**Problem details**:
Your answer is a copy of every line in the records where "ones" appears.

**Saved entries**:

PR #8384, opened 2021-02-27
[Core] Replace Cotire with CMake Unity Build

loumalouomega:
**Description**
From the official Cotire repo: https://github.com/sakra/cotire

> The functionality provided by cotire has been superseded by features added to CMake 3.16. Support for pre-compiling and unity builds is now built into CMake. Thus, there will not be any further updates or support for this project.

**Requires CMake 3.16** (which is available in many distros since long time ago).

As you can see in the changes the usage is much simpler (this PR removes lines instead of adding). Compilation is done in the standard way:

~~~sh
cmake --build "${KRATOS_BUILD}/${KRATOS_BUILD_TYPE}" --target install -- -j$(nproc)
~~~

instead of:

~~~sh
cmake --build "${KRATOS_BUILD}/${KRATOS_BUILD_TYPE}" --target all_unity    -- -j$(nproc) && \
cmake --build "${KRATOS_BUILD}/${KRATOS_BUILD_TYPE}" --target install/fast -- -j$(nproc)
~~~

And you don't need to explicitly cotire anything, you only need to add to your compilation the following flag: CMAKE_UNITY_BUILD=ON. CMake does the rest.

Last but not least, in order to exclude from unity it is necessary to change the property `SKIP_UNITY_BUILD_INCLUSION` instead of `COTIRE_EXCLUDED`.

But first let's see if in compiles in the CI...

**Changelog**
- refactor main CMake files
- Clean existing CMake application files
- Add missing compilation guards

PR #9509, opened 2022-01-03
Run tests using wheel

### LINKED ISSUE #9508: Add Workflow to create and test wheels based on the current master
**Description**
Currently the wheels are not tested before uploading to PyPi (see #9506). 
I suggest to add a workflow that builds Kratos as wheel instead of the "standard" build, and runs the tests by installing the local Kratos wheels using `pip`. 

Doing this for **one** python version and **one** operating system would already catch most of the potentially occurring errors. Also this should not be too difficult to implement. 

The reason i suggest to build based on latest master instead of using the uploaded packages from PyPi is that otherwise an update of the test cases on the master branch would break the test if the wheels are simply downloaded from PyPi.

At the same time, this would also "test" the whole wheel creation process.

armingeiser:
**📝 Description**
Proposal to test the Kratos wheels.

- A new CI job is added to build and test the Kratos wheels (only on Ubuntu, only for one Python version)
- The python testing scripts are added to the wheel to allow running the tests
- The `run_tests.py` script is extended to allow running the tests (in the source directory) using the pip-installed Kratos 
- Some apps where not creating a wheel because of a missing README - this has been fixed

- [ ] some tests for apps are failing here, this should definitely be looked at (see test result)

**🆕 Changelog**
- Add github action to build and test wheel for a single python version and operating system

closes #9508


.github/workflows/ci.yml
```diff
@@ -459,7 +459,7 @@ jobs:
       shell: bash
       run: |
         mkdir ${GITHUB_WORKSPACE}/wheels
-        docker run --rm -v ${GITHUB_WORKSPACE}/wheels:/data_swap_guest kratosmultiphysics/kratos-wheelbuilder-linux master 2
+        docker run --rm -v ${GITHUB_WORKSPACE}/wheels:/data_swap_guest kratosmultiphysics/kratos-wheelbuilder-linux master 4
```
philbucher: the runners only have 2 CPUs
https://docs.github.com/en/actions/using-github-hosted-runners/about-github-hosted-runners#supported-runners-and-hardware-resources

philbucher:
Also i would disable the cpp-tests, these take a lot of the compilation time

armingeiser:
```
"KratosEigenSolversApplication==${KRATOS_VERSION}",
"KratosConstitutiveLawsApplication==${KRATOS_VERSION}",
"KratosDemStructuresCouplingApplication==${KRATOS_VERSION}",
"KratosCSharpWrapperApplication==${KRATOS_VERSION}",
"KratosRANSApplication==${KRATOS_VERSION}",
"KratosCompressiblePotentialFlowApplication==${KRATOS_VERSION}",
"KratosIgaApplication==${KRATOS_VERSION}",
"KratosChimeraApplication==${KRATOS_VERSION}",
"KratosRomApplication==${KRATOS_VERSION}"
```
no wheels are created for these apps, thats why they are removed for now from the build/test

philbucher:
you could use clang instead of gcc, in my experience it is ~30% faster with compiling Kratos

armingeiser:
I don't get why compilation is so slow. I mean its the same apps and settings(?) as in the standard CI runs. 
Could it be because the (supposedly old) compiler version in the manylinux image (for generating portable wheels)? Not sure if we can/should switch to clang there.

armingeiser:
Ok, so it finally worked. Before continuing on this i would like to hear the opinion of others on the topic.

philbucher:
- overall having a build/test for the wheels makes perfect sense to me, esp since we want to push this more and more as the distribution mechanism. Hence kudos for this contribution
- I am not sure if the build is much slower in your case. In the nightly build we use `Release`. This is fully optimized, gcc needs almost 2hrs for compiling it. Clang needs only bit more than 1hr, thats why I was suggesting it.The CI builds don't use any optimization and hence compile faster (at the cost of slower runtime)
- given the relatively slow build probably adding it to the nightly build makes more sense at first, lets see how it goes after collecting some experiences. I guess we can also add a manual trigger same as for the CI and the nightly build so that whoever wants to try sth can do so without modifying the CI file :)
- Can you please clean up this PR and make separate ones for the fixes that you added (and are independent of this PRs purpose)? I am loosing a bit the overview with the CI changes

kratos/python_scripts/run_tests.py
```diff
@@ -252,6 +255,15 @@ def main():
                 Usage()
                 sys.exit()
 
+        elif o in ('-p', '--path'):
+            try:
+                path = str(a)
+                print(f"path: {path}")
```
armingeiser:
```suggestion
                print("path: {}".format(path))
```

kratos/python_scripts/run_tests.py
```diff
@@ -252,6 +255,15 @@ def main():
...
+            except:
+                print(f'Error: Cannot parse applications directory path containing the tests {a}.')
```
armingeiser:
```suggestion
                print("Error: Cannot parse applications directory path containing the tests {}.".format(a))
```

philbucher:
BTW looking at the compiler output it seems like the unity build is not working, it is compiling the sources one by one

armingeiser:
> BTW looking at the compiler output it seems like the unity build is not working, it is compiling the sources one by one

the wheelbuilder image has cmake 3.15.3 installed. UnityBuild is supported starting from 3.16

.github/workflows/nightly_wheels_build_and_test.yml
```diff
@@ -0,0 +1,47 @@
+name: Nightly Wheels Build and Test
```
philbucher: Please note that putting this into an separate file will create another separate build (we have max 5 in parallel)
=> Each file counts as one workflow (i.e. CI, nightly and this too)
In the future if we want to include it in the regular CI then it might be moved to the `ci.yml`

.github/workflows/nightly_wheels_build_and_test.yml
```diff
@@ -0,0 +1,47 @@
...
+
+    - name: Build
+      shell: bash
+      run: |
+        python3 --version
+        mkdir ${GITHUB_WORKSPACE}/wheels
+        ls -al ${GITHUB_WORKSPACE}/wheels
+        echo "${GITHUB_HEAD_REF}"
+        docker run --rm -v ${GITHUB_WORKSPACE}/wheels:/data_swap_guest kratosmultiphysics/kratos-wheelbuilder-linux ${GITHUB_HEAD_REF}
+        ls -al ${GITHUB_WORKSPACE}/wheels
```
philbucher: I guess this has some debugging things leftover

.github/workflows/nightly_wheels_build_and_test.yml
```diff
@@ -0,0 +1,47 @@
...
+# for cancelling redundant runs
+concurrency:
+  group: nightly-wheels-build-test-${{ github.head_ref }}
+  cancel-in-progress: true
+
+jobs:
+  linux-wheel:
+    runs-on: ubuntu-latest
+    strategy:
+      fail-fast: false
```
philbucher:
```suggestion
```

can be removed as you don't use a strategy build

.github/workflows/nightly_wheels_build_and_test.yml
armingeiser: Ah, than i misunderstood you. I can simply put this job into the nightly file. We can then still move it to the regular ci file if wanted in the future.

kratos/KratosMultiphysics.json
```diff
@@ -1,6 +1,6 @@
 {
 	"wheel_name": "KratosMultiphysics",
-	"included_modules": [],
+	"included_modules": ["testing", "response_functions"],
```
armingeiser, line 3: contains change from #9506

.github/workflows/nightly_wheels_build_and_test.yml
armingeiser: removed them apart from the last line, since this a convenient way to see which wheels have been successfully build

armingeiser:
Summary of current status:

- build takes 4h
- cpp tests have to be built, since many apps are calling the cpp tests explicitly in their small test suite and fail if they are not compiled. (without the build takes 3.5h)
- numpy is required by a few apps to pass the tests
- some apps are still failing: 

```
CoSimulationApplication
TypeError: CreateDataTransferOperator() takes 1 positional argument but 2 were given
TypeError: CreateCouplingOperation() takes 3 positional arguments but 4 were given
TypeError: __init__() takes 3 positional arguments but 4 were given

MultilevelMonteCarloApplication
ModuleNotFoundError: No module named 'applications'

ShapeOptimizationApplication
ModuleNotFoundError: No module named 'KratosMultiphysics.ShapeOptimizationApplication.response_functions.total_volume'

SwimmingDEMApplication
ModuleNotFoundError: No module named 'h5py'


CPP
  File "kratos/python_scripts/run_tests.py", line 334, in <module>
    main()
  File "kratos/python_scripts/run_tests.py", line 326, in main
    commander.RunCppTests(applications)
  File "kratos/python_scripts/run_tests.py", line 153, in RunCppTests
    import_module("KratosMultiphysics." + application)
...
  File "/home/runner/.local/lib/python3.8/site-packages/KratosMultiphysics/ParticleMechanicsApplication/__init__.py", line 3, in <module>
    from KratosParticleMechanicsApplication import *
ImportError: generic_type: type "LinearElasticIsotropic3DLaw" is already registered
```

The error for ShapeOpt is strange, since the failing test exists on master but not yet on this branch.

philbucher:
> cpp tests have to be built, since many apps are calling the cpp tests explicitly in their small test suite and fail if they are not compiled. (without the build takes 3.5h)

this should be fixed/removed in the apps as it is legacy
can you list the problematic apps?

armingeiser:
> > cpp tests have to be built, since many apps are calling the cpp tests explicitly in their small test suite and fail if they are not compiled. (without the build takes 3.5h)
> 
> this should be fixed/removed in the apps as it is legacy can you list the problematic apps?

```
ContactStructuralMechanicsApplication
ConvectionDiffusionApplication
CSharpWrapperApplication
HDF5Application  - not part of wheel build
MeshingApplication
MeshMovingApplication
ParticleMechanicsApplication
RANSApplication
ShallowWaterApplication  - not part of wheel build
StatisticsApplication
```

could this be responsible for the error
```
ImportError: generic_type: type "LinearElasticIsotropic3DLaw" is already registered
```
?

armingeiser:
> build takes 4h

Building the wheels (including cpp tests) in `Custom` instead of `Release` takes 1h50min.

philbucher:
> > build takes 4h
> 
> Building the wheels (including cpp tests) in `Custom` instead of `Release` takes 1h50min.

for some reason the unity build is not working :/
@roigcarlo and idea why it is not working?

philbucher:
ah ok that explains it :)
cotire was removed in #8384, so unfortunately we can only use the unity build with a newer CMake.

Not sure if we can update the CMake. Lets hear what @roigcarlo has to say

roigcarlo:
Yep i can rebuild the containers so they use cmake 3.16.

Assign it to me please i will do it net week

armingeiser:
I made a few suggestions in #9522

roigcarlo:
Well I've been taking a look at all, I am ok with all the changes, as I said I am now preparing the new containers, but reached this point, wouldn't be better to just move al the current workflows to be wheel based?

So:
custom_gcc -> wheels_custom_gcc
nightly_gcc -> wheels_nightly_gcc
custom_clang -> wheels_custom_gcc
nightly_clang -> wheels_nightly_gcc
win -> wheels_win

These don't need to change:
fulldebug_gcc 
fulldebug_clang
centos
linux_core_without_unity (why is it called ubuntu-core?)
linux_intel
windows_core_without_unity

armingeiser:
> wouldn't be better to just move al the current workflows to be wheel based

I think that makes sense, as long as the standard workflow of the developers (build and run in-place instead through wheels) is also tested. 

A few things do not work with wheels yet however (afaik):
- pardiso solvers
- hdf5 app
- 
so they would not be tested.

armingeiser:
One advantage of having a wheel-based workflow is that we could test for multiple linux distributions with just one wheel build.

roigcarlo:
> I think that makes sense, as long as the standard workflow of the developers (build and run in-place instead through wheels) is also tested.

Well this is what I was trying to avoid. It's essentially the same process. What would be different to test is building without unity ( the server does that for wheels ) but is essentially the same problem we have now ( and the reason we have the core-without-unity builds)

As for the dots, the generation does work, it's just it cannot be distributed correctly but if you use it on the same instance it was generated should give no problem (HDF5 fix is on the way)

philbucher:
for me the unification makes sense as long as we don't loose coverage of some configurations

> linux_core_without_unity (why is it called ubuntu-core?)

because it uses ubuntu (and not e.g. CentOS)

philbucher:
another difference btw wheels and nightly build is also the building of the Cpp tests. As we are currently compiling them into the binaries I think it would be a good idea to avoid having wheels with the C++ tests

armingeiser:
Seems i found the issue of some tests failing because of code from master branch the tests:

https://github.community/t/github-sha-not-the-same-as-the-triggering-commit/18286

Apparently the Github action does not run on the actual commit of the branch in the PR, but on a version that is locally merged with master already... 
This means the wheel that is actually built for the current branch (because of a separate checkout inside the wheelbuilder image) is build based on different code compared to the code in the workspace of the Github action...

:confused:

armingeiser:
> This means the wheel that is actually built for the current branch (because of a separate checkout inside the wheelbuilder image) is build based on different code compared to the code in the workspace of the Github action...

@roigcarlo Is it possible to modify the wheelbuilder image in a way that we can use the code from the Github workflow instead of explicitly pulling from git inside the image?

roigcarlo:
Yes. We can tell the container to mount a directory containing the repo instead of downloading it. We can even add a flag or a switch to chose between one mode or the other

armingeiser:
Alternatively one could switch to checking out the actual PR commit: 
https://github.com/actions/checkout#checkout-pull-request-head-commit-instead-of-merge-commit

roigcarlo:
I had another approach in mind:

```yml
jobs:
  ubuntu:
    runs-on: ubuntu-latest
    strategy:
      fail-fast: false
      matrix:
        build-type: [Custom, FullDebug]
        compiler: [gcc, clang]
    env:
      KRATOS_BUILD_TYPE: ${{ matrix.build-type }}
      OMPI_MCA_rmaps_base_oversubscribe: 1
      OMPI_MCA_btl_vader_single_copy_mechanism: none

    container:
      image: kratosmultiphysics/kratos-wheelbuilder-linux:latest
      options: --user 1001

    steps:
    - uses: actions/checkout@v2

    # Same as the current job
    - name: Build
      ...

    # Here we insert the wheel build from "scripts/wheels/linux/build.sh"
    - name: Build Wheel

    # Test now change, we install from wheels instead of setting the paths and run directly from python:
    - name: Install Wheels
      ...

    # And then run the tests (Note that here the sets are deleted.)
    - name: Running small tests
      shell: bash
      run: |
        source /opt/intel/oneapi/setvars.sh
        python3 kratos/python_scripts/run_tests.py -l small -c python3
```

So at the end, 
- The compilation process for the testing workflows with unitary builds (the 4 fast ones Custom/FullDebug + Gcc/Clang) remains the same
- An extra step is added to build wheels from the result of the output above (instead of using it directly)
- We install the wheels in the native python of the container.
- We tests normally but Kratos is used as a python package. 

On more detail my idea was to split the `build.sh` in parts and specifically separate the wheel creation process in a stand alone script so it can be directly be called by the CI in wheel builder image but without having to set up another container inside the one running by the CI ( I suspect this is also slowing down the compilation)

roigcarlo:
Actually thinking on this, we could share the compilation and then test the wheels and the results of the compilation in the same job (but I still think that doing just the wheels one is enough)

armingeiser:
So if i understand correctly:

- build as it is done now in the standard CI jobs
- still ev. run some tests using the build result (e.g. by setting the paths)
- new step: create wheel from the result of the compilation 
- new step: install wheel
- new step: test using the installed wheel

The container in container thing does not slow down a lot:
> With unity build and Custom build mode, the build time is down to 38min (still including the cpp tests)

5-10 min of these 38 minutes is actually for creating the wheels, not for building

This is fine for me, and i think fits well for a `on: pull_request` schedule.
Only thing to keep in mind is that the wheelbuilder image is a different linux version, so we should still establish some process to test the wheels that before uploading to PyPi

roigcarlo:
Exactly that would be the idea. And I would let a specific CI for the wheels image (but something more in line with the core-without-unity, in terms of workload). At the end it is only a subset of the features that we use in the regular Linux image (and the windows one is exactly the same).

Eventually when it works we will run it nightly in the server so we will have that covered there as well in more detail.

**Worked solution**:
- Can you please clean up this PR and make separate ones for the fixes that you added (and are independent of this PRs purpose)? I am loosing a bit the overview with the CI changes
- The compilation process for the testing workflows with unitary builds (the 4 fast ones Custom/FullDebug + Gcc/Clang) remains the same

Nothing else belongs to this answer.